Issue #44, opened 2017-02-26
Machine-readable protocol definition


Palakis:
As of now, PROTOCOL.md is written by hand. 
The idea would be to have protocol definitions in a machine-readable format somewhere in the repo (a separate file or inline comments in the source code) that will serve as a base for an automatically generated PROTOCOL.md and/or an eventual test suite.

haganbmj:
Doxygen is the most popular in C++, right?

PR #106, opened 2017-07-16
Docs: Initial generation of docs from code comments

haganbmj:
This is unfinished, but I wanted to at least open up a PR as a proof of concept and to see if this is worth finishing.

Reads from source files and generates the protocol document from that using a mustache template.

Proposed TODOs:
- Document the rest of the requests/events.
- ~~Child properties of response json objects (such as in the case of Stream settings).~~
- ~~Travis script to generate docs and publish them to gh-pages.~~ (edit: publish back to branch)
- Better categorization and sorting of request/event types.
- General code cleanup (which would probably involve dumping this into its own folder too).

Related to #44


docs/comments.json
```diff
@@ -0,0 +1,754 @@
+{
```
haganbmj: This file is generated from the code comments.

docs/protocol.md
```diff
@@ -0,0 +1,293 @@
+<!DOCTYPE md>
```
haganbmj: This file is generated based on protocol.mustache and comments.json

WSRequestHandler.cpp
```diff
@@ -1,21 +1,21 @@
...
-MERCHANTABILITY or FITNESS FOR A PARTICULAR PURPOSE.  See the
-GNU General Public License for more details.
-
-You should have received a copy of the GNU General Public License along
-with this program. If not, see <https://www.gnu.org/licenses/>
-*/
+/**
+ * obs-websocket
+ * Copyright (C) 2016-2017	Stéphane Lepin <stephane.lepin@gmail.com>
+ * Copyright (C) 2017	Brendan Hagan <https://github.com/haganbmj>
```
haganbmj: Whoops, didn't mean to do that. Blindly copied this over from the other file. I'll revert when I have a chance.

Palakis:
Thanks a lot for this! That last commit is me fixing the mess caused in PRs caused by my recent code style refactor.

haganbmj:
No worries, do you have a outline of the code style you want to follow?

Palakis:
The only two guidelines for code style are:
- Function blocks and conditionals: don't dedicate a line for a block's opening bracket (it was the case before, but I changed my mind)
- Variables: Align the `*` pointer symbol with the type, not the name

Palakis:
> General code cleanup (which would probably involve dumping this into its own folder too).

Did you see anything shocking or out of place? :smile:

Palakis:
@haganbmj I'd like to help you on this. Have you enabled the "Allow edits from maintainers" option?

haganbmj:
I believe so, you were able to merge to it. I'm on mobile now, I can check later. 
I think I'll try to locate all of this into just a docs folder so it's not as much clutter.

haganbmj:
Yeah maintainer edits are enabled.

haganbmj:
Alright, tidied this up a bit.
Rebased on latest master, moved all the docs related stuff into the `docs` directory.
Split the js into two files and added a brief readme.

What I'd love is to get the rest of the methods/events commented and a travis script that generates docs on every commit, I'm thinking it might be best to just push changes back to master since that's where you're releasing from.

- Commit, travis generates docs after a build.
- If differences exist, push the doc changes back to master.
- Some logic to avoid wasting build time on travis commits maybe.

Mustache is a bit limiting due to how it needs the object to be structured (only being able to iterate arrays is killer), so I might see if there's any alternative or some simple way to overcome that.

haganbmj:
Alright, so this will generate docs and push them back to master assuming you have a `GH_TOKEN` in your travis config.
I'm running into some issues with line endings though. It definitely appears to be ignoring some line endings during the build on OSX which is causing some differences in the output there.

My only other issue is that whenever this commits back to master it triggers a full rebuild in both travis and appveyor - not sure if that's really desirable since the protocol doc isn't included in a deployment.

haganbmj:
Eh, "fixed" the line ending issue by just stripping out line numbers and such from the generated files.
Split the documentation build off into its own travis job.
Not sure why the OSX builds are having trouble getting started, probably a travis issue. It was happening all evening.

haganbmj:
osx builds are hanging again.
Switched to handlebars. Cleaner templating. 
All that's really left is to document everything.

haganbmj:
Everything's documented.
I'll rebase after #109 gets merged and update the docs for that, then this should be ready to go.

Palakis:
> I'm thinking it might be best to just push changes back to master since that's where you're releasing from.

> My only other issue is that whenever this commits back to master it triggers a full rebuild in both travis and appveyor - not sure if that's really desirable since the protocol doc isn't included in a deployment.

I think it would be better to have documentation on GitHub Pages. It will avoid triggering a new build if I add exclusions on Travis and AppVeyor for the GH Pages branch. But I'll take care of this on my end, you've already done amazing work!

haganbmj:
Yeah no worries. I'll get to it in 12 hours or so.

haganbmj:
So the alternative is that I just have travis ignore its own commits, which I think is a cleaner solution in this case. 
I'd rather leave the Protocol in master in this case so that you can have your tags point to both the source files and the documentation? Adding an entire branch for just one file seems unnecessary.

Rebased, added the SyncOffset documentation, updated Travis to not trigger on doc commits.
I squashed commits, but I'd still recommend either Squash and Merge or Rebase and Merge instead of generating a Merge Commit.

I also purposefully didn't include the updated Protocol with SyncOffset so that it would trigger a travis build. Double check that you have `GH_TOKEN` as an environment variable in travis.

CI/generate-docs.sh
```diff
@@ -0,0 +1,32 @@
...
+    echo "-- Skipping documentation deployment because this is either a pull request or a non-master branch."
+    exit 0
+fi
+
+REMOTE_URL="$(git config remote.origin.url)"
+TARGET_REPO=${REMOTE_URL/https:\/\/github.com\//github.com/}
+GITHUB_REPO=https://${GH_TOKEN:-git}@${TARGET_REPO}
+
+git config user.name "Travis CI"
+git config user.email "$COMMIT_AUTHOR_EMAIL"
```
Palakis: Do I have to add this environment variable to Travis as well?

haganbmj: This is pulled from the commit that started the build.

====

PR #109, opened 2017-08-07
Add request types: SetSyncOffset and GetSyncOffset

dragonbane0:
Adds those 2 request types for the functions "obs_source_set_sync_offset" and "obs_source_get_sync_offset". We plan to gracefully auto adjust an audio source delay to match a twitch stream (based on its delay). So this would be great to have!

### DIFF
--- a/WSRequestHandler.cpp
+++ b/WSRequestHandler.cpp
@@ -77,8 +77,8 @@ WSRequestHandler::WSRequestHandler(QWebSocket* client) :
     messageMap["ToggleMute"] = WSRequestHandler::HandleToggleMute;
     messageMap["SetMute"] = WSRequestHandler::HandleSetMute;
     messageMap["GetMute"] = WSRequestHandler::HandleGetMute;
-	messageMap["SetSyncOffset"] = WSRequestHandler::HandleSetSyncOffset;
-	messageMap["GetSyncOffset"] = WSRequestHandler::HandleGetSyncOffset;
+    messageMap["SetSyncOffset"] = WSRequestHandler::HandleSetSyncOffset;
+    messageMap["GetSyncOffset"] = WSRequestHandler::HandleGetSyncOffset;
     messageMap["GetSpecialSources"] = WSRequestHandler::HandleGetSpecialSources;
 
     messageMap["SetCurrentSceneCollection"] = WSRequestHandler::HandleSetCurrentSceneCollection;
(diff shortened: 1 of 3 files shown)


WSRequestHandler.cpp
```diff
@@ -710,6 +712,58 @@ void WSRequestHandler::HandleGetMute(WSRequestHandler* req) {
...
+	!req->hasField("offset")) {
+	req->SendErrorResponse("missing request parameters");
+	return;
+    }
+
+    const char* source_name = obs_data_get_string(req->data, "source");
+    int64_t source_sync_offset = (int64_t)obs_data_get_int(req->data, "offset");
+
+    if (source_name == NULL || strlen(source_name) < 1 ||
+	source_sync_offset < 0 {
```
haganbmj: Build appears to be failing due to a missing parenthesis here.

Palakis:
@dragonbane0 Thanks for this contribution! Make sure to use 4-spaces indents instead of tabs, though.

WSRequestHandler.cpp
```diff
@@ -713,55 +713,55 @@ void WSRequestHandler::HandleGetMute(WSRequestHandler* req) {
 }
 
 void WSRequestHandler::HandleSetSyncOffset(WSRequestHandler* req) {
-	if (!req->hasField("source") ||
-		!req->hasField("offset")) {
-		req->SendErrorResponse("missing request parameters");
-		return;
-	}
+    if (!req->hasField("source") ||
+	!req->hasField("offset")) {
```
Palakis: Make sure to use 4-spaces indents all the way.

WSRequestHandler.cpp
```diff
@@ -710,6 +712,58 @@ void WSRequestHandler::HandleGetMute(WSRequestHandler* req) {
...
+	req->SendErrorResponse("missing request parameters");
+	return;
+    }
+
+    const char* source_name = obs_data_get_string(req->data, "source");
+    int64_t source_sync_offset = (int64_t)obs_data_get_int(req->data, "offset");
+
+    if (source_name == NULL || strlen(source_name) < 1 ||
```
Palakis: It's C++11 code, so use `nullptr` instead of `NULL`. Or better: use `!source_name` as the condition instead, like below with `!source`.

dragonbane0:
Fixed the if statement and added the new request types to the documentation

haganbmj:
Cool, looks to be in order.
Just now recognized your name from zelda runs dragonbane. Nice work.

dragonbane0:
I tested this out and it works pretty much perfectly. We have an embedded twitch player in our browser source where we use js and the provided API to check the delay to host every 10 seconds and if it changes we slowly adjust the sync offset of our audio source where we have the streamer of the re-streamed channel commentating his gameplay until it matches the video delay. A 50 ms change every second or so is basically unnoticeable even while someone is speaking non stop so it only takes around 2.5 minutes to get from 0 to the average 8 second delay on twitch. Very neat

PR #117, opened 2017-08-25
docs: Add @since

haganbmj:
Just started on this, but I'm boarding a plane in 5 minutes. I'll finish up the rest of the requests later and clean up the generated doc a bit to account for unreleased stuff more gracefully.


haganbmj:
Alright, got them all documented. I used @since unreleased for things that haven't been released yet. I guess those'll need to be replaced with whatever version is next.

====

■ ABOUT THIS EXERCISE ■
The exact lines of the material above starting at the one that contains "Issue #44, opened 2017-02-26" and ending at the one that contains "As of now, PROTOCOL.md is written by hand." are what to retype; leave out everything else.

■ EXPECTED ANSWER ■
Issue #44, opened 2017-02-26
Machine-readable protocol definition


Palakis:
As of now, PROTOCOL.md is written by hand. 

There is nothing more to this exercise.